#### [Work to be completed]
Once the line with "Slack tools to" is found in the entries below, print it and each following line exactly, stopping after the line with "EricGustin, line 815: Oddly"; print nothing else.

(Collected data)
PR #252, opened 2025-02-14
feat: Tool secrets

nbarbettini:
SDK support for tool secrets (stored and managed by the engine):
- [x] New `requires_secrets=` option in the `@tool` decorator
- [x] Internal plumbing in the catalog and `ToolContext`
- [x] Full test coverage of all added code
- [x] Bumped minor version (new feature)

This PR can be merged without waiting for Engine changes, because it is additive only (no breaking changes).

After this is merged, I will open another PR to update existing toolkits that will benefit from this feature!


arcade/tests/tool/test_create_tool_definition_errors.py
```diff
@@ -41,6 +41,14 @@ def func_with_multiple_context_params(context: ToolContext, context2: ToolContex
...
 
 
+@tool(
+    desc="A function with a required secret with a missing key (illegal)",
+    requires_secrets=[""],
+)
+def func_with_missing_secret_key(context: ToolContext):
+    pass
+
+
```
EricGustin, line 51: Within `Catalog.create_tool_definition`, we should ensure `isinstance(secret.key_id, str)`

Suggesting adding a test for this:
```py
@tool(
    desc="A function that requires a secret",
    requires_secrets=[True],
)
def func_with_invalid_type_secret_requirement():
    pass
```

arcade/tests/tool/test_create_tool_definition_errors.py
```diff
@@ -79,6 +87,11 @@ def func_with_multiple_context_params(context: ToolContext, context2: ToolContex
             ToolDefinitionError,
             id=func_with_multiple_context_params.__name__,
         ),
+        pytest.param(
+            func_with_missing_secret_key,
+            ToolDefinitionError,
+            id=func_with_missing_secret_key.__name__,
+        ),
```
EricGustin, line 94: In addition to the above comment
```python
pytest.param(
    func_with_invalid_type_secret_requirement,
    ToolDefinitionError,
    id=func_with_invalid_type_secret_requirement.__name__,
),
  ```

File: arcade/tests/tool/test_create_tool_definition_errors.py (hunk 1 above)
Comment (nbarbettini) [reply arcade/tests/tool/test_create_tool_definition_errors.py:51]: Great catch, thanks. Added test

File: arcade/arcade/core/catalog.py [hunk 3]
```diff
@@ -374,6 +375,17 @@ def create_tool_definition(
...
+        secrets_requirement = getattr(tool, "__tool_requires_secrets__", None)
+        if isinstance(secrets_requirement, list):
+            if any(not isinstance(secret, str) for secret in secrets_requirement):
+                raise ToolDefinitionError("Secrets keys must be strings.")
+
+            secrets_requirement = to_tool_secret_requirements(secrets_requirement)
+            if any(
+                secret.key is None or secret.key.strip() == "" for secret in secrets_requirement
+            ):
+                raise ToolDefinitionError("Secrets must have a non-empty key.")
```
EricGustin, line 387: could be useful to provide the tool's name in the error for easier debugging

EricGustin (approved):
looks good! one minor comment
* * *
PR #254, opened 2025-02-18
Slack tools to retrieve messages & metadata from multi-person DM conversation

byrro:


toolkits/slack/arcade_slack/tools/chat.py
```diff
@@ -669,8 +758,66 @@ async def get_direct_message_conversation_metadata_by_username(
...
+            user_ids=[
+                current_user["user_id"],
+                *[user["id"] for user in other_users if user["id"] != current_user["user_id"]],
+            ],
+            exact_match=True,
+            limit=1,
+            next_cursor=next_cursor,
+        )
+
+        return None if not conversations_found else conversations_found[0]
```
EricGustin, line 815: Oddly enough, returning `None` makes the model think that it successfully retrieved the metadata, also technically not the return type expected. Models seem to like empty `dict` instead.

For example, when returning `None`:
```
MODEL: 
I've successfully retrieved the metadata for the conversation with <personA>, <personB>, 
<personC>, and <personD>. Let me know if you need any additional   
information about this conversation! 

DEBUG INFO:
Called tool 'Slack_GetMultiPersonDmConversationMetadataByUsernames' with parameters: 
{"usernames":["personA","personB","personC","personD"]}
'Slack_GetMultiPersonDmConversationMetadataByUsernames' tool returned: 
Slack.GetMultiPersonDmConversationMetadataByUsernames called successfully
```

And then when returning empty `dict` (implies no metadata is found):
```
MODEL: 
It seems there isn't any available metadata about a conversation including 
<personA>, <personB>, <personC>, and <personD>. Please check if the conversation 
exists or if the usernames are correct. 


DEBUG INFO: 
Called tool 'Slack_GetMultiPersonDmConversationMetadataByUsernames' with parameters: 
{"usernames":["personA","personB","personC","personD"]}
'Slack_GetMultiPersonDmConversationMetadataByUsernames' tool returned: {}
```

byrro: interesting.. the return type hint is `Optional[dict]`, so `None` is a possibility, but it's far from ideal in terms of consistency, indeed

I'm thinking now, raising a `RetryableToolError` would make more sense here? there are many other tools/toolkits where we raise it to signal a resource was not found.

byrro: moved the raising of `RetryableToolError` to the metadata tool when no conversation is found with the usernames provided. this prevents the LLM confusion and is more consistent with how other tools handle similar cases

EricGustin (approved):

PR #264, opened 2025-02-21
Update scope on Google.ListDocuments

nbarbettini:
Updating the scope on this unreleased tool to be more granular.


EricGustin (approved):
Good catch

#### [Response area]
Slack tools to retrieve messages & metadata from multi-person DM conversation

byrro:


toolkits/slack/arcade_slack/tools/chat.py
```diff
@@ -669,8 +758,66 @@ async def get_direct_message_conversation_metadata_by_username(
...
+            user_ids=[
+                current_user["user_id"],
+                *[user["id"] for user in other_users if user["id"] != current_user["user_id"]],
+            ],
+            exact_match=True,
+            limit=1,
+            next_cursor=next_cursor,
+        )
+
+        return None if not conversations_found else conversations_found[0]
```
EricGustin, line 815: Oddly enough, returning `None` makes the model think that it successfully retrieved the metadata, also technically not the return type expected. Models seem to like empty `dict` instead.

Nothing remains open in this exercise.